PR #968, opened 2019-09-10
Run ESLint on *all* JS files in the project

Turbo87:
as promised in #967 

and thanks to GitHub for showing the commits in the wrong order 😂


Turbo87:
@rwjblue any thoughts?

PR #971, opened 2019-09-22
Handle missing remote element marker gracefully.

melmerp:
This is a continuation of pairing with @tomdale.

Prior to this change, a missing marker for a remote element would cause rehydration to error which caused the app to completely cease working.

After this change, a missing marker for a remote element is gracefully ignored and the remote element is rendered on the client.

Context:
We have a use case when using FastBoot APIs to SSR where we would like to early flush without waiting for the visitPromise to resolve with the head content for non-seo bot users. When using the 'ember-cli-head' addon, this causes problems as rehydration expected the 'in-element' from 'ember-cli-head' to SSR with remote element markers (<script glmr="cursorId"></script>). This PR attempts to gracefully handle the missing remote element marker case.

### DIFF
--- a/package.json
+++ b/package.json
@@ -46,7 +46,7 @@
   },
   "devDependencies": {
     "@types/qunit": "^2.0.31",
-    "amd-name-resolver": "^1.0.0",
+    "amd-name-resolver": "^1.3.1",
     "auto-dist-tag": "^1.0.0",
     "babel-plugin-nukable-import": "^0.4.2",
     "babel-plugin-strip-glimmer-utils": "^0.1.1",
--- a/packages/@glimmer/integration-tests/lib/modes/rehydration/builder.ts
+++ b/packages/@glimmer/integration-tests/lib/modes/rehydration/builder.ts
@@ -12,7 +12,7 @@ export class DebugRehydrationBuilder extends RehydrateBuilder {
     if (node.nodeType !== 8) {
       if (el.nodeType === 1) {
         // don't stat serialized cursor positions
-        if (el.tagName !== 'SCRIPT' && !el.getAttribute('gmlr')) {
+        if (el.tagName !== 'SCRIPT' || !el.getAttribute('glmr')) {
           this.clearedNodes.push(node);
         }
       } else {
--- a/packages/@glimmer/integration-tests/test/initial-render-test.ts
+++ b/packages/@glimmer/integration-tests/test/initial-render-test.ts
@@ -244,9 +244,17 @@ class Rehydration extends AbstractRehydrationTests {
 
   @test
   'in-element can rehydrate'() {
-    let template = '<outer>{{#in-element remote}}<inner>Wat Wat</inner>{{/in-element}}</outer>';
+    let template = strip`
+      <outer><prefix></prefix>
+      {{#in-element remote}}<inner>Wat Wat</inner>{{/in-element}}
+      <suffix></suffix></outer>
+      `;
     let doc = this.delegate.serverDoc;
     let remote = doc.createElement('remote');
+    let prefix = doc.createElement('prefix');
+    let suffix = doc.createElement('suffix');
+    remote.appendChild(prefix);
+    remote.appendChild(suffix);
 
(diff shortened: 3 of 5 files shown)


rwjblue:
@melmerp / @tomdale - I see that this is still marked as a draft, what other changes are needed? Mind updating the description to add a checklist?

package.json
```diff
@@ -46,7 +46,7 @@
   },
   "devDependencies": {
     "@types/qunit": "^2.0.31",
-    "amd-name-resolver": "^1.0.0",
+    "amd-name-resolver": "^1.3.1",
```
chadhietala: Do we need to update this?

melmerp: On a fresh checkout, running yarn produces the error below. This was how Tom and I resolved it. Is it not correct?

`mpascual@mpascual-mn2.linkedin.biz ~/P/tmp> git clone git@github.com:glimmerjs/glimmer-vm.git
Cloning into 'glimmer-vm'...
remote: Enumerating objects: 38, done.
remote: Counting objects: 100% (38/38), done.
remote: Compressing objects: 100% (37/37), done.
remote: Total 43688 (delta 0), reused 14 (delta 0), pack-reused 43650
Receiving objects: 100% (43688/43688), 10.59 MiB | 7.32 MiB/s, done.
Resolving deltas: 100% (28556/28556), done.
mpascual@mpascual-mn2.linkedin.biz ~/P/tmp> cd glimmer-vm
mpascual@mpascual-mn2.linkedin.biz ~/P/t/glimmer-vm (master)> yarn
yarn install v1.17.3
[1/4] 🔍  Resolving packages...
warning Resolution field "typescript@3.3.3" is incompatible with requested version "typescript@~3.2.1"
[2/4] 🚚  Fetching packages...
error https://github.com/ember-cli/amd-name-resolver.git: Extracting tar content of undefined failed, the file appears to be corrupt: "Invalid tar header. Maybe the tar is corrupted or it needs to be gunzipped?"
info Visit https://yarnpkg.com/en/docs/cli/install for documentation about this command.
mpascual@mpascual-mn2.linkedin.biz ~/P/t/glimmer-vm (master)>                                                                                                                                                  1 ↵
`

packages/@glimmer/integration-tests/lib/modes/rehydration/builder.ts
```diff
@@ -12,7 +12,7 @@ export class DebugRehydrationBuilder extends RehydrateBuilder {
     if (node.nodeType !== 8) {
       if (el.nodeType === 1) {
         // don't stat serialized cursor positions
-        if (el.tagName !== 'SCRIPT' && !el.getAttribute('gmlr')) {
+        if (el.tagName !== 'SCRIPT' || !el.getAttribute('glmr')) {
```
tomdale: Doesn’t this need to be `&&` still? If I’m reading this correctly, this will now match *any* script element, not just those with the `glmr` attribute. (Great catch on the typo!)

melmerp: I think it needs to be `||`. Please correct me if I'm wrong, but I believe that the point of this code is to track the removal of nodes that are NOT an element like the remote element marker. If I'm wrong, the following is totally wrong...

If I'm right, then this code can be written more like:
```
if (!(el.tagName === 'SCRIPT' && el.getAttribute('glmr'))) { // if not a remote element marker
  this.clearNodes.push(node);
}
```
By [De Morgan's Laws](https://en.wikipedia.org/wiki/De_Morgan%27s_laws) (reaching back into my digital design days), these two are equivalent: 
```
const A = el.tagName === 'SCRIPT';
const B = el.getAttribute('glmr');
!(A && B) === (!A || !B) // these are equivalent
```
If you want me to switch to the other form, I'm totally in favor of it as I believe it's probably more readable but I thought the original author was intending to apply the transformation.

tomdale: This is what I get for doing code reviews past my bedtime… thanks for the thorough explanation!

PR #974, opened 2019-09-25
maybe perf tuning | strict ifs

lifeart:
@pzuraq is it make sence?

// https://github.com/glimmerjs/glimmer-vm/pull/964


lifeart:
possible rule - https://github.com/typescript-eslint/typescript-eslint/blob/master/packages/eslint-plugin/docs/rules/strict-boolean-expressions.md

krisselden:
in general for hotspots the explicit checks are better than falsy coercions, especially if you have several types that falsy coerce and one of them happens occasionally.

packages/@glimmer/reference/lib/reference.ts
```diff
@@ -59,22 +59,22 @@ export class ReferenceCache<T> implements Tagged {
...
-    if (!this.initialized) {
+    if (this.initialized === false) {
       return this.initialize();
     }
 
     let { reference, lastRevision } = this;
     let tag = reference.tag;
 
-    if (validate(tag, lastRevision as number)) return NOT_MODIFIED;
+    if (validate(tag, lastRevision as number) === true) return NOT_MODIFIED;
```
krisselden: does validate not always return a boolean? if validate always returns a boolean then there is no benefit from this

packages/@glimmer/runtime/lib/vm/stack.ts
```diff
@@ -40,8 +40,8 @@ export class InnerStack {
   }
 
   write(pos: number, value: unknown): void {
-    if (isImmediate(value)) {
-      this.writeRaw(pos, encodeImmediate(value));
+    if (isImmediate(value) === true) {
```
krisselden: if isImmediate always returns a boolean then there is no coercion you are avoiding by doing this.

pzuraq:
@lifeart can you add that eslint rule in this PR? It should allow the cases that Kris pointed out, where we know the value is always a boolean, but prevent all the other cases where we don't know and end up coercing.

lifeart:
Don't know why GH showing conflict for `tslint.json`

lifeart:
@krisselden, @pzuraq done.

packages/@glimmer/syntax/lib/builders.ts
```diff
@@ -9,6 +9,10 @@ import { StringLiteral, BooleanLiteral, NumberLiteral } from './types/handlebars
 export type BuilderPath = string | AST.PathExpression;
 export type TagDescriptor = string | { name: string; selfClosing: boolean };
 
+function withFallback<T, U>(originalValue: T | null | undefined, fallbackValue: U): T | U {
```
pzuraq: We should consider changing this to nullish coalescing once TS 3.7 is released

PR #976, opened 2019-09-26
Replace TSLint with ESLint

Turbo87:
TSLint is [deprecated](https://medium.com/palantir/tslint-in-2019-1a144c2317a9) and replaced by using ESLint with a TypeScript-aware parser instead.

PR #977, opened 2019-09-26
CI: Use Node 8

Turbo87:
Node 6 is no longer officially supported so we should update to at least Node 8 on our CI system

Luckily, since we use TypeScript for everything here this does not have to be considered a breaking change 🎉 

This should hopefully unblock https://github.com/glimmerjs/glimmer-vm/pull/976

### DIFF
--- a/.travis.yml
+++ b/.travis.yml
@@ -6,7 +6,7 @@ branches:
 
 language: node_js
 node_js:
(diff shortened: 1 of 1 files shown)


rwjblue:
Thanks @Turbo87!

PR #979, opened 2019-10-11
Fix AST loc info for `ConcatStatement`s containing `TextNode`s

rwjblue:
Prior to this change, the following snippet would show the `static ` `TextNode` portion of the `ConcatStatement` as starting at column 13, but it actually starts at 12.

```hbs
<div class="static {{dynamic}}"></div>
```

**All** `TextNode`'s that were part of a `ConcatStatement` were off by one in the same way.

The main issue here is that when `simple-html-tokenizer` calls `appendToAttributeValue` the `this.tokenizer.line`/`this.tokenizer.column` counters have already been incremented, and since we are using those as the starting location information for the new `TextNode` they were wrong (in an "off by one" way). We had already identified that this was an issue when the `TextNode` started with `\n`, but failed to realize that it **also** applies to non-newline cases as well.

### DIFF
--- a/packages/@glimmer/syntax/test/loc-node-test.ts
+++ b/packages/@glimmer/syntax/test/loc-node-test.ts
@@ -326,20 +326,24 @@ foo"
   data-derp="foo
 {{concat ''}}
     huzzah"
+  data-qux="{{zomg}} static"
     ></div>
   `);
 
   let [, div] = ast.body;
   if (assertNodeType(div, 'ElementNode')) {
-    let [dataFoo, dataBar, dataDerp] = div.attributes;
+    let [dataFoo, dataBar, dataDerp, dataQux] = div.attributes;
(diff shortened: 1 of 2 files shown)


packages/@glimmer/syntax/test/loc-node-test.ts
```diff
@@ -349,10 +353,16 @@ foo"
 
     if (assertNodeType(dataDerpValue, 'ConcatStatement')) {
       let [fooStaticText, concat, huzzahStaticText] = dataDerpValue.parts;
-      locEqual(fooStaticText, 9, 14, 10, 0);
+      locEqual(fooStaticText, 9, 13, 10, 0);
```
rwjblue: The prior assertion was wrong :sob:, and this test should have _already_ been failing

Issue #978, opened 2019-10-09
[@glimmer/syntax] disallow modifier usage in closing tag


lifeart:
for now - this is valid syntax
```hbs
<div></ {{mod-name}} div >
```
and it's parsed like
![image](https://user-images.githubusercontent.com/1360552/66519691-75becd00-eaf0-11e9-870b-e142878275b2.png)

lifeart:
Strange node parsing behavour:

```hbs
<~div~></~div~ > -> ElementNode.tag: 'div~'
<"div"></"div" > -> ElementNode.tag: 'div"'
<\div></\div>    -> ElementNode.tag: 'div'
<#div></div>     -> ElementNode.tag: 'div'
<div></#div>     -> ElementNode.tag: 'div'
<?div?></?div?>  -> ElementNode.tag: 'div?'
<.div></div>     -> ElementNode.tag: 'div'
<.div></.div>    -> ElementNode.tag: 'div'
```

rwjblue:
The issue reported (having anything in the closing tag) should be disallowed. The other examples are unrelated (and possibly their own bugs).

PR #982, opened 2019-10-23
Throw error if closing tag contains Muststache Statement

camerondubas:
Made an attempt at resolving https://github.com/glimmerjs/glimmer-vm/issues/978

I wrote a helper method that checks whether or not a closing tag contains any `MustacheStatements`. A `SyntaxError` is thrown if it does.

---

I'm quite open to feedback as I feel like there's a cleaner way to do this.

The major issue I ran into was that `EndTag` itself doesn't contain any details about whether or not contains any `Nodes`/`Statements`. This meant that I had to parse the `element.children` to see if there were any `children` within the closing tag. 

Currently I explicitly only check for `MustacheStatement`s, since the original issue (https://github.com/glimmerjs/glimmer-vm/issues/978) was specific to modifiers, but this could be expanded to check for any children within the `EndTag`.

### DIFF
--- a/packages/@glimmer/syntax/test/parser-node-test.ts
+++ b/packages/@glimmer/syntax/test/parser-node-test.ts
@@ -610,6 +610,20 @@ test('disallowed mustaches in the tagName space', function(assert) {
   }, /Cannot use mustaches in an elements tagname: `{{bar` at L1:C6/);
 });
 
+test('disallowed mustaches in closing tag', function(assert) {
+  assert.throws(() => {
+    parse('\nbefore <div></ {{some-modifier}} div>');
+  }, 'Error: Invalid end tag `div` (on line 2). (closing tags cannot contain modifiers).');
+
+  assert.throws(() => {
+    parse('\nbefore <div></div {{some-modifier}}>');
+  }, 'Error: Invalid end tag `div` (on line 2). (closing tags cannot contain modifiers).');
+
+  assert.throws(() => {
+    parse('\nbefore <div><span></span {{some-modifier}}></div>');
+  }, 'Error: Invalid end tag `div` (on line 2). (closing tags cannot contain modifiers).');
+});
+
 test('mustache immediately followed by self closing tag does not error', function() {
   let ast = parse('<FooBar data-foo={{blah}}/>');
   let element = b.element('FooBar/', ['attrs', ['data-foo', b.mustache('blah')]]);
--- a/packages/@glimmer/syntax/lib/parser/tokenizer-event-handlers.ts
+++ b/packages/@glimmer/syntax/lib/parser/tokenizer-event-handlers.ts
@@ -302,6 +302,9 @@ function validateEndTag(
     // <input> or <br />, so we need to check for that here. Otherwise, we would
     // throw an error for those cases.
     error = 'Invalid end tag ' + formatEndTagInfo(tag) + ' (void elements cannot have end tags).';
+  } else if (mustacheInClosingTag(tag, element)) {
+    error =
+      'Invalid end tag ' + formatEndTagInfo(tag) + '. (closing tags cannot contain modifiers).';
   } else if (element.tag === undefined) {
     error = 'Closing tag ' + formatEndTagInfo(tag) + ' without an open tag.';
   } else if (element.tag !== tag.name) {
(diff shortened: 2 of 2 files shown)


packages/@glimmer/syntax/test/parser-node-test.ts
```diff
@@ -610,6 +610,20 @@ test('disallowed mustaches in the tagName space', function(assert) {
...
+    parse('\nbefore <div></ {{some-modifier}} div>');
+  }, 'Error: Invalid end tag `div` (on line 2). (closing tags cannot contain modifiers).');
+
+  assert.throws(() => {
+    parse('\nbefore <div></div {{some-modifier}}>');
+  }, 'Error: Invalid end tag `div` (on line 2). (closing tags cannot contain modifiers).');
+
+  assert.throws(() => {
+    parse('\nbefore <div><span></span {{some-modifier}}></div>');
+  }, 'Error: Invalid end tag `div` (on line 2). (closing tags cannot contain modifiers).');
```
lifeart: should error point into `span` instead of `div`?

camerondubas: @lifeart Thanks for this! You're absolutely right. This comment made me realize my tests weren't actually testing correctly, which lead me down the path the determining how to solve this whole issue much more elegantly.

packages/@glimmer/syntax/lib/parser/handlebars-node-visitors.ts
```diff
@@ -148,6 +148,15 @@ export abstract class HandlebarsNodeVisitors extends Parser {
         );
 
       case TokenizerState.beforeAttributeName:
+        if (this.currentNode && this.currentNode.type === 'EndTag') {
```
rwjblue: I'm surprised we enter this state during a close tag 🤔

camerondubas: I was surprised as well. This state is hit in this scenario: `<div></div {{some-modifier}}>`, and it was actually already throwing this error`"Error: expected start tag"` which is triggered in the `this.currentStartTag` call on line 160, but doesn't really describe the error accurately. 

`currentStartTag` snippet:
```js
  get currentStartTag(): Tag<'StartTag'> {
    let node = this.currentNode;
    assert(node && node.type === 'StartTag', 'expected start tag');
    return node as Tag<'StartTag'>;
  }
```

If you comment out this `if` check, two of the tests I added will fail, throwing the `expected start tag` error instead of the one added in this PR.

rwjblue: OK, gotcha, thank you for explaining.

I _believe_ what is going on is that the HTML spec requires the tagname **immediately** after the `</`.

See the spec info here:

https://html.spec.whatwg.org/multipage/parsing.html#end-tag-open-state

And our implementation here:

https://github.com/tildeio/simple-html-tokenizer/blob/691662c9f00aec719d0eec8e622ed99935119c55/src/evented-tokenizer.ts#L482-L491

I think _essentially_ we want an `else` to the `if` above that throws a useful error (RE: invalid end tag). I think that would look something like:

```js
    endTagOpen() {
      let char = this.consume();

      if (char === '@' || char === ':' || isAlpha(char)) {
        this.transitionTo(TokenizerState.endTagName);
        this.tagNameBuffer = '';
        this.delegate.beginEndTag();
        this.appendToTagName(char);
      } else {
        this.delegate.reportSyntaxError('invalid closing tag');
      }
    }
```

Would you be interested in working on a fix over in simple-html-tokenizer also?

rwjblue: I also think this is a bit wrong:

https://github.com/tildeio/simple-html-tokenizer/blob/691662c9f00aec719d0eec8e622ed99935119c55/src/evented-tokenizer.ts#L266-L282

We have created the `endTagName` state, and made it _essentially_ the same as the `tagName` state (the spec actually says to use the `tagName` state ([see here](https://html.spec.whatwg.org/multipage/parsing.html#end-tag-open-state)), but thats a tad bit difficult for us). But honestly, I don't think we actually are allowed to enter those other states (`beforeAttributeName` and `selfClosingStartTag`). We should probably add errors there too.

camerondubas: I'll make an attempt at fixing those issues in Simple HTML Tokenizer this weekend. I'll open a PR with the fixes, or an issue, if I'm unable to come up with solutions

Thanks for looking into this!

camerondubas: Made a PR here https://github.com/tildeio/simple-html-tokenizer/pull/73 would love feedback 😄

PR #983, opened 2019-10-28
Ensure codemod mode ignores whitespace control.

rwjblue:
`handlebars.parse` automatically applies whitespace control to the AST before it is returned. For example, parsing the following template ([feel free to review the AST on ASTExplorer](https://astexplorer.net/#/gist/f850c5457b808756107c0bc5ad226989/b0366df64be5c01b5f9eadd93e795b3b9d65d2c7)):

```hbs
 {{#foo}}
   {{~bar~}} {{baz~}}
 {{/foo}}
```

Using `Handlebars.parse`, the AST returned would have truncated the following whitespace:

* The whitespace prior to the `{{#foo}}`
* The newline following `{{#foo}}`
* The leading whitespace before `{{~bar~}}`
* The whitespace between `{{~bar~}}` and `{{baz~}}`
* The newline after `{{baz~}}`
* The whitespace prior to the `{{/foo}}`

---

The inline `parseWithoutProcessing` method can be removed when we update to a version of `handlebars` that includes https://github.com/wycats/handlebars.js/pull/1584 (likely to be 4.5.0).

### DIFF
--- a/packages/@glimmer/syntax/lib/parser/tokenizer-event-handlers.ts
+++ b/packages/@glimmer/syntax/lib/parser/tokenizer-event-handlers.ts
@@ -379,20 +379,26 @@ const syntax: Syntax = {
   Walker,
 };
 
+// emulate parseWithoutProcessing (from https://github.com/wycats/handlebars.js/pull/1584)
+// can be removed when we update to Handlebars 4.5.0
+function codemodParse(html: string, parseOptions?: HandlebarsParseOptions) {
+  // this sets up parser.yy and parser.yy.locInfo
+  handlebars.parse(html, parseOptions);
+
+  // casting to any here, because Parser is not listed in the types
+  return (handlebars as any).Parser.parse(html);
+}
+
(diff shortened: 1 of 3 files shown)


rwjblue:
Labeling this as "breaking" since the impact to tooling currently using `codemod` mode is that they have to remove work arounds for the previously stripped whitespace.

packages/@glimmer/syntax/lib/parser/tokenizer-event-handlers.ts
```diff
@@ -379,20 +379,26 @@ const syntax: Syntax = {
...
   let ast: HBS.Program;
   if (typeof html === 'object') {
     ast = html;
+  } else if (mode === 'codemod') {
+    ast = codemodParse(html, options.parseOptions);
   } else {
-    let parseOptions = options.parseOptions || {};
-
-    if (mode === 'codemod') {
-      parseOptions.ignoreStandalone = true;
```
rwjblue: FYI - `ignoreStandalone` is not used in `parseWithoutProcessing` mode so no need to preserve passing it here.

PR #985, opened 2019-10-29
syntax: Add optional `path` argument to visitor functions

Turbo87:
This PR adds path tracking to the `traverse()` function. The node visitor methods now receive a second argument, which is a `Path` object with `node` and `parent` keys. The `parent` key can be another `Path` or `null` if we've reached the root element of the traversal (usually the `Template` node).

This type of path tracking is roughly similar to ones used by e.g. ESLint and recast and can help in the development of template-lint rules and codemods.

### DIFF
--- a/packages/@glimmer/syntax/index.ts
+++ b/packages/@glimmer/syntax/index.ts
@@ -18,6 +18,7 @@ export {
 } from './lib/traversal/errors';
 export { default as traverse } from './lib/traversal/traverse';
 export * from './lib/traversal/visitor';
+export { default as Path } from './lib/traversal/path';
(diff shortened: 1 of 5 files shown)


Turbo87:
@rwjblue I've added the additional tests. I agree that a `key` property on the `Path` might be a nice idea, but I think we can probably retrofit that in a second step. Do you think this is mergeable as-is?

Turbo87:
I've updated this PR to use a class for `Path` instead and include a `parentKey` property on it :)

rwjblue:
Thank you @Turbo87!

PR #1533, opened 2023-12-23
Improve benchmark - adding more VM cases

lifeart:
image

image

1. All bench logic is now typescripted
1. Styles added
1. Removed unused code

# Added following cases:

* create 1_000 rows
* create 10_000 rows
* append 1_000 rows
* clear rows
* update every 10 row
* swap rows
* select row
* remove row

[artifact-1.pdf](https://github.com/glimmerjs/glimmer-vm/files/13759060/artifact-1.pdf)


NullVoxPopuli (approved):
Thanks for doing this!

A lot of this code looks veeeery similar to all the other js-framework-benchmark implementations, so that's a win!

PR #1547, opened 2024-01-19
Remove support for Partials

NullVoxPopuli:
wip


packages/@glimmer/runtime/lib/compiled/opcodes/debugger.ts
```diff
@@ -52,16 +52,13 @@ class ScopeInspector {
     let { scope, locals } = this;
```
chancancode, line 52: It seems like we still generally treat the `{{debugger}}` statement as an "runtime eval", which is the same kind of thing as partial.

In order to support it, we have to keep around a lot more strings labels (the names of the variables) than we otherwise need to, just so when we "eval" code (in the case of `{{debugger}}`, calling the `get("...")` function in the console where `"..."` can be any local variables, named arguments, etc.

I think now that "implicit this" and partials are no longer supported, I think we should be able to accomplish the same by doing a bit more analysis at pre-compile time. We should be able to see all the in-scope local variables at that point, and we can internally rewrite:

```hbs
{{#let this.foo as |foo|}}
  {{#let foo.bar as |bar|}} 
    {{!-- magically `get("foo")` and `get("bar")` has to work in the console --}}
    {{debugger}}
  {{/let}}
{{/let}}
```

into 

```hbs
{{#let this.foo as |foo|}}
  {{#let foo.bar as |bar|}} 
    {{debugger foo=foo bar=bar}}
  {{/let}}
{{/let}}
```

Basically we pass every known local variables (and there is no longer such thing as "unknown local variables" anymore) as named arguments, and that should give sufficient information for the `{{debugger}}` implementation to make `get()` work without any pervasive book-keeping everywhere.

++++++++++++++++++++

- [Task instructions]:
When a line in the material above includes "whitespace", report that line by copying it.

- [Solution to the exercise]:
Ensure codemod mode ignores whitespace control.
`handlebars.parse` automatically applies whitespace control to the AST before it is returned. For example, parsing the following template ([feel free to review the AST on ASTExplorer](https://astexplorer.net/#/gist/f850c5457b808756107c0bc5ad226989/b0366df64be5c01b5f9eadd93e795b3b9d65d2c7)):
Using `Handlebars.parse`, the AST returned would have truncated the following whitespace:
* The whitespace prior to the `{{#foo}}`
* The leading whitespace before `{{~bar~}}`
* The whitespace between `{{~bar~}}` and `{{baz~}}`
* The whitespace prior to the `{{/foo}}`
Labeling this as "breaking" since the impact to tooling currently using `codemod` mode is that they have to remove work arounds for the previously stripped whitespace.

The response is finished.